All, states and individuals, are alike prone to err, and there is no
law that will prevent them; or why should men have exhausted the
list of punishments in search of enactments to protect them from
evildoers? It is probable that in early times the penalties for the
greatest offences were less severe, and that, as these were
disregarded, the penalty of death has been by degrees in most cases
arrived at, which is itself disregarded in like manner. Either then
some means of terror more terrible than this must be discovered, or it
must be owned that this restraint is useless; and that as long as
poverty gives men the courage of necessity, or plenty fills them
with the ambition which belongs to insolence and pride, and the
other conditions of life remain each under the thraldom of some
fatal and master passion, so long will the impulse never be wanting to
drive men into danger. Hope also and cupidity, the one leading and the
other following, the one conceiving the attempt, the other
suggesting the facility of succeeding, cause the widest ruin, and,
although invisible agents, are far stronger than the dangers that
are seen. Fortune, too, powerfully helps the delusion and, by the
unexpected aid that she sometimes lends, tempts men to venture with
inferior means; and this is especially the case with communities,
because the stakes played for are the highest, freedom or empire, and,
when all are acting together, each man irrationally magnifies his
own capacity. In fine, it is impossible to prevent, and only great
simplicity can hope to prevent, human nature doing what it has once
set its mind upon, by force of law or by any other deterrent force
whatsoever.
βWe must not, therefore, commit ourselves to a false policy
through a belief in the efficacy of the punishment of death, or
exclude rebels from the hope of repentance and an early atonement of
their error. Consider a moment. At present, if a city that has already
revolted perceive that it cannot succeed, it will come to terms
while it is still able to refund expenses, and pay tribute afterwards.

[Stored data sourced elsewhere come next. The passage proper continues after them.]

Issue #987, opened 2016-07-18
remove postinstall hook from package.json


5chdn:
The package.json contains the following:

    "scripts": {
      "ci": "gulp --platform=linux",
      "postinstall": "gulp update-nodes"
    },

Which causes each `npm install` to trigger a `gulp update-nodes` after the installation. Took me a while to figure out where that came from.

In the docs you describe the installation as follows:

> ### Installation

> Now you're ready to install Mist:

> $ git clone https://github.com/ethereum/mist.git
> $ cd mist
> $ git submodule update --init
> $ npm install
> $ gulp update-nodes

Which describes the intentions of `npm install` and `gulp update-notes` to be separated commands. As for now it is not possible to install mist without triggering a full download of all nodes for all operating systems (this is yet another issue).

    [14:03:42] Starting 'clean:nodes'...
    [14:03:42] Finished 'clean:nodes' after 10 ms
    [14:03:42] Starting 'downloadNodes'...
    [14:03:42] Downloading https://github.com/ethereum/go-ethereum/releases/download/v1.4.10/geth-OSX-20160716155225-1.4.10-5f55d95.zip...
    [14:03:42] Downloading https://github.com/ethereum/go-ethereum/releases/download/v1.4.10/geth-Linux64-20160716160600-1.4.10-5f55d95.tar.bz2...
    [14:03:42] Downloading https://github.com/ethereum/go-ethereum/releases/download/v1.4.10/Geth-Win64-20160716155900-1.4.10-5f55d95.zip...
    [14:03:42] Downloading https://bintray.com/karalabe/ethereum/download_file?file_path=geth-1.4.10-stable-5f55d95-linux-386.tar.bz2...
    [14:03:42] Downloading https://bintray.com/karalabe/ethereum/download_file?file_path=geth-1.4.10-stable-5f55d95-windows-4.0-386.exe.zip...
    ^C

Please remove the postinstall hook from `package.json` or provide a convenient way of disabling the `update-nodes` command. Also I would strongly recommend to only download the target OS version of the node.

luclu:
@5chdn could you please try out this PR?

hiddentao:
PR is #988, thanks @luclu

5chdn:
Jeez, what a mess, now I run into the following.

     ERROR: YOUR NODES NEED TO BE UPDATED run $ gulp update-nodes

I do not want to use the mist nodes but the system wide nodes. Please, help a desperate package maintainer :-)

[...]

PR #988, opened 2016-07-18
remove 'update-nodes' hook from 'npm install'; add '--platform' option

luclu:
fixes https://github.com/ethereum/mist/issues/987


luclu:
@hiddentao do we need `npm install -g electron-prebuilt@1.2.2` [.travis.yml#L18](https://github.com/ethereum/mist/blob/develop/.travis.yml#L18) as this seems to get pulled by electron-packager while bundling.

hiddentao:
Yeah we might not need that. I was just copying over our README.md instructions.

In the other case, what city, think you, would not prepare better than
is now done, and hold out to the last against its besiegers, if it
is all one whether it surrender late or soon? And how can it be
otherwise than hurtful to us to be put to the expense of a siege,
because surrender is out of the question; and if we take the city,
to receive a ruined town from which we can no longer draw the
revenue which forms our real strength against the enemy? We must
not, therefore, sit as strict judges of the offenders to our own
prejudice, but rather see how by moderate chastisements we may be
enabled to benefit in future by the revenue-producing powers of our
dependencies; and we must make up our minds to look for our protection
not to legal terrors but to careful administration. At present we do
exactly the opposite. When a free community, held in subjection by
force, rises, as is only natural, and asserts its independence, it
is no sooner reduced than we fancy ourselves obliged to punish it
severely; although the right course with freemen is not to chastise
them rigorously when they do rise, but rigorously to watch them before
they rise, and to prevent their ever entertaining the idea, and, the
insurrection suppressed, to make as few responsible for it as
possible.
βOnly consider what a blunder you would commit in doing as Cleon
recommends. As things are at present, in all the cities the people
is your friend, and either does not revolt with the oligarchy, or,
if forced to do so, becomes at once the enemy of the insurgents; so
that in the war with the hostile city you have the masses on your
side. But if you butcher the people of Mitylene, who had nothing to do
with the revolt, and who, as soon as they got arms, of their own
motion surrendered the town, first you will commit the crime of
killing your benefactors; and next you will play directly into the
hands of the higher classes, who when they induce their cities to
rise, will immediately have the people on their side, through your
having announced in advance the same punishment for those who are
guilty and for those who are not. On the contrary, even if they were
guilty, you ought to seem not to notice it, in order to avoid
alienating the only class still friendly to us. In short, I consider
it far more useful for the preservation of our empire voluntarily to
put up with injustice, than to put to death, however justly, those
whom it is our interest to keep alive. As for Cleonβs idea that in
punishment the claims of justice and expediency can both be satisfied,
facts do not confirm the possibility of such a combination.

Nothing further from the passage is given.